■ PROBLEM REQUIREMENTS ■
Could you filter the records below down to the lines that include the word "workflow"?
(RAW DATA)
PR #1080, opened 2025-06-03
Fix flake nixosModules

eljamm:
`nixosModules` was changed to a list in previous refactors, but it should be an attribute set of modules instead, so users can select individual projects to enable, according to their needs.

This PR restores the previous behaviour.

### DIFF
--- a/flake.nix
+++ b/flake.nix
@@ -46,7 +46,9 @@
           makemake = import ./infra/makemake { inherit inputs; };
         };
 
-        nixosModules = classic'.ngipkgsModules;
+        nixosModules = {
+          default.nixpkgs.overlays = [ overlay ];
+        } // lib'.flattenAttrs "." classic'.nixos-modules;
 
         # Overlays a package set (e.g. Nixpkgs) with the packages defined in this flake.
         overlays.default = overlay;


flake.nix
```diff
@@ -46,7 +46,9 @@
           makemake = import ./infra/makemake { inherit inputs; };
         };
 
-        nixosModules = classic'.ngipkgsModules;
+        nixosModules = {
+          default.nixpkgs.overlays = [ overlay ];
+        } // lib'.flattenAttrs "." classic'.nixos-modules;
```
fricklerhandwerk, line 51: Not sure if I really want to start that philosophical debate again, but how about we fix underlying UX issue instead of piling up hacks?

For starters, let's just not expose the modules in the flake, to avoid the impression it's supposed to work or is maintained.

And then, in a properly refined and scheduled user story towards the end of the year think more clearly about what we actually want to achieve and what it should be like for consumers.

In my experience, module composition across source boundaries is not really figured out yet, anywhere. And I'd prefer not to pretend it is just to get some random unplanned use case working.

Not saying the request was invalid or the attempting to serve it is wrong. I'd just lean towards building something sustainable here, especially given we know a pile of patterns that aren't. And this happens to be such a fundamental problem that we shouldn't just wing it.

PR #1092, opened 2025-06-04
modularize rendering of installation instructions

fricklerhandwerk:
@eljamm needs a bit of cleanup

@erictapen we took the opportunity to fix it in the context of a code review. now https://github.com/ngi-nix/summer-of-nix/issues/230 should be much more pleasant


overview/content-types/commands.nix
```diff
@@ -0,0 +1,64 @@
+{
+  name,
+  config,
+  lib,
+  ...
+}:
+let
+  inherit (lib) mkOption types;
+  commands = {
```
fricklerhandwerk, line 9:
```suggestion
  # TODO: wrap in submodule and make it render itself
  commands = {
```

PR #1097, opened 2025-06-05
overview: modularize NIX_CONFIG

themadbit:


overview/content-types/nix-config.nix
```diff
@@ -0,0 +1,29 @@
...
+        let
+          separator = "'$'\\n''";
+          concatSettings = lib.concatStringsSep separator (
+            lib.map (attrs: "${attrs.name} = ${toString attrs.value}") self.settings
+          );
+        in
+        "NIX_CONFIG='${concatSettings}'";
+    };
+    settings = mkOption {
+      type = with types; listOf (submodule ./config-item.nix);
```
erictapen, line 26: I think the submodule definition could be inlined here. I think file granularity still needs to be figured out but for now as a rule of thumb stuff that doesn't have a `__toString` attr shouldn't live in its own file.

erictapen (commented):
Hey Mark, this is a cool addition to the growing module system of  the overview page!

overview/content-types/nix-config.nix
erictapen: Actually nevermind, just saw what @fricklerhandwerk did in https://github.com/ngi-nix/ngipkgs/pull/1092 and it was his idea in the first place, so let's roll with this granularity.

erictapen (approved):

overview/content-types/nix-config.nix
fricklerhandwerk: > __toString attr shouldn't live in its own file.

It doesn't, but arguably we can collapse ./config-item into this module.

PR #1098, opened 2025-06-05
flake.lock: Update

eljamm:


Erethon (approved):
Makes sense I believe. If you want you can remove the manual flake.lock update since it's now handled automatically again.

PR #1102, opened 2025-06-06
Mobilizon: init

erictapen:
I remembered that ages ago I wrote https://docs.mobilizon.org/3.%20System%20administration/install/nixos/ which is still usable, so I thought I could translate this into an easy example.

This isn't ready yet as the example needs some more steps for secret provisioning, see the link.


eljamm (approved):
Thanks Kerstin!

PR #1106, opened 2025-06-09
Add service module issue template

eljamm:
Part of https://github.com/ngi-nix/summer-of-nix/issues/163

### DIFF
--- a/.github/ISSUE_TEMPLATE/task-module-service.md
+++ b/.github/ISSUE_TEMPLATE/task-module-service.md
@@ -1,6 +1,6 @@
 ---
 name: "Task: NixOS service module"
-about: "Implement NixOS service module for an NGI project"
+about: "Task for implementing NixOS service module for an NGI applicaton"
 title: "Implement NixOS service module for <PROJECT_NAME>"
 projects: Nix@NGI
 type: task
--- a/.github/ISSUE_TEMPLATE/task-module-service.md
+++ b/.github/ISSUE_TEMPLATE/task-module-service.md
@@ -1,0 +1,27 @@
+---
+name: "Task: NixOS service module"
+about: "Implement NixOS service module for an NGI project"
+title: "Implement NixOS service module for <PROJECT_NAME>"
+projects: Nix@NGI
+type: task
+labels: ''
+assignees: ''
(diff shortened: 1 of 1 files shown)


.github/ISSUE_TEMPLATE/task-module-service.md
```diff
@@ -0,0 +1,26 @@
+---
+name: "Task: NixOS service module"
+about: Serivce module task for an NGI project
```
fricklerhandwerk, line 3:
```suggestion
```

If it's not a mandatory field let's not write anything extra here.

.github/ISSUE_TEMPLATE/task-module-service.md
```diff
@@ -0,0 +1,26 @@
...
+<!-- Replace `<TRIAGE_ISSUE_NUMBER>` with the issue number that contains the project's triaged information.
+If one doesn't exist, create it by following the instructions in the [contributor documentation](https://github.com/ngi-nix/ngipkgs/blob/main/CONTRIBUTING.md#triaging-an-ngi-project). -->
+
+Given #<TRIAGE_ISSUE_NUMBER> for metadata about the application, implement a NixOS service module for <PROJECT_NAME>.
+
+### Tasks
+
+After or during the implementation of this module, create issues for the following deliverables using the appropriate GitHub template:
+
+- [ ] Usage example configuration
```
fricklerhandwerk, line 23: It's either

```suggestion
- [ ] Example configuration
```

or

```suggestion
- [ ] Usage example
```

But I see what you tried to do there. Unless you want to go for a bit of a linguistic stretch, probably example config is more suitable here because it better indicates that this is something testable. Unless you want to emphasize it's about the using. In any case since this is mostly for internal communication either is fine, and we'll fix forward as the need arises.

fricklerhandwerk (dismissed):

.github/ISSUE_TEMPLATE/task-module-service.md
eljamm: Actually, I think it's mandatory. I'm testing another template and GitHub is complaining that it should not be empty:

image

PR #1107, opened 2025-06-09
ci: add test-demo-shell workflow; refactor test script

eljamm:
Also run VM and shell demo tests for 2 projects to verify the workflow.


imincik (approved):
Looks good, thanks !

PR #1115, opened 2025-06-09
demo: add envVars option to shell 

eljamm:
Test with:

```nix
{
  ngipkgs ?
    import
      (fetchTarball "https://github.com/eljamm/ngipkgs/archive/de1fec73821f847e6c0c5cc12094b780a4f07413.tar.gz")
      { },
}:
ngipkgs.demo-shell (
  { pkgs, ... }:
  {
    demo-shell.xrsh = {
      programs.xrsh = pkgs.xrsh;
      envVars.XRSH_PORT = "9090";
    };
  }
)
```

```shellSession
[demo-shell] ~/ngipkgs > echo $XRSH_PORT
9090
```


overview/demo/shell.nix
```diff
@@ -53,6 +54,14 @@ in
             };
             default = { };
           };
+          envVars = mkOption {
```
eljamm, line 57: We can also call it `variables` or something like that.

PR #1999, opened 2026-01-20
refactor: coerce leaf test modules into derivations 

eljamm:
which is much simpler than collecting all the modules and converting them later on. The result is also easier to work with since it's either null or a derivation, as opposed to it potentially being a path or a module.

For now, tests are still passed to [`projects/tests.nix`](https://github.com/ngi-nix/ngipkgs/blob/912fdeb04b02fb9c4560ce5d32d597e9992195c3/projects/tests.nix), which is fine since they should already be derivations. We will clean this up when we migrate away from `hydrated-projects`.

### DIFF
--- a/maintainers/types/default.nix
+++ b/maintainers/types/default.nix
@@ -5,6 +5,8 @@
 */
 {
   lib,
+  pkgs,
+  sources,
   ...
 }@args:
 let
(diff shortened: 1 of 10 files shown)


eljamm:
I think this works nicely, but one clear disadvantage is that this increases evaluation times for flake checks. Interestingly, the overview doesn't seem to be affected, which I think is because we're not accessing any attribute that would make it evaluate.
(End RAW DATA)
(RAW DATA)
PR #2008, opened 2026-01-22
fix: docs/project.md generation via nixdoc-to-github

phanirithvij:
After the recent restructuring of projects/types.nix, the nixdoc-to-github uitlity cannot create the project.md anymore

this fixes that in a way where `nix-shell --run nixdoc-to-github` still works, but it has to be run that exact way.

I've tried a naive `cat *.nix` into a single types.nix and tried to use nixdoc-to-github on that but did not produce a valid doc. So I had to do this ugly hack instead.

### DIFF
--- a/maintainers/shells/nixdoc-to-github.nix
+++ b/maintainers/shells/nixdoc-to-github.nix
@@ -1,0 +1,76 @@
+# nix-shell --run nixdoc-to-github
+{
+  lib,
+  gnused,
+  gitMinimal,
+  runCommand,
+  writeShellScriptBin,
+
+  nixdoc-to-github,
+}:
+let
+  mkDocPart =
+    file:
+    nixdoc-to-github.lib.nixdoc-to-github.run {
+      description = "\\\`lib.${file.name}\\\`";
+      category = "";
(End RAW DATA)
■ OUTPUT FOR THIS TASK ■
ci: add test-demo-shell workflow; refactor test script
Also run VM and shell demo tests for 2 projects to verify the workflow.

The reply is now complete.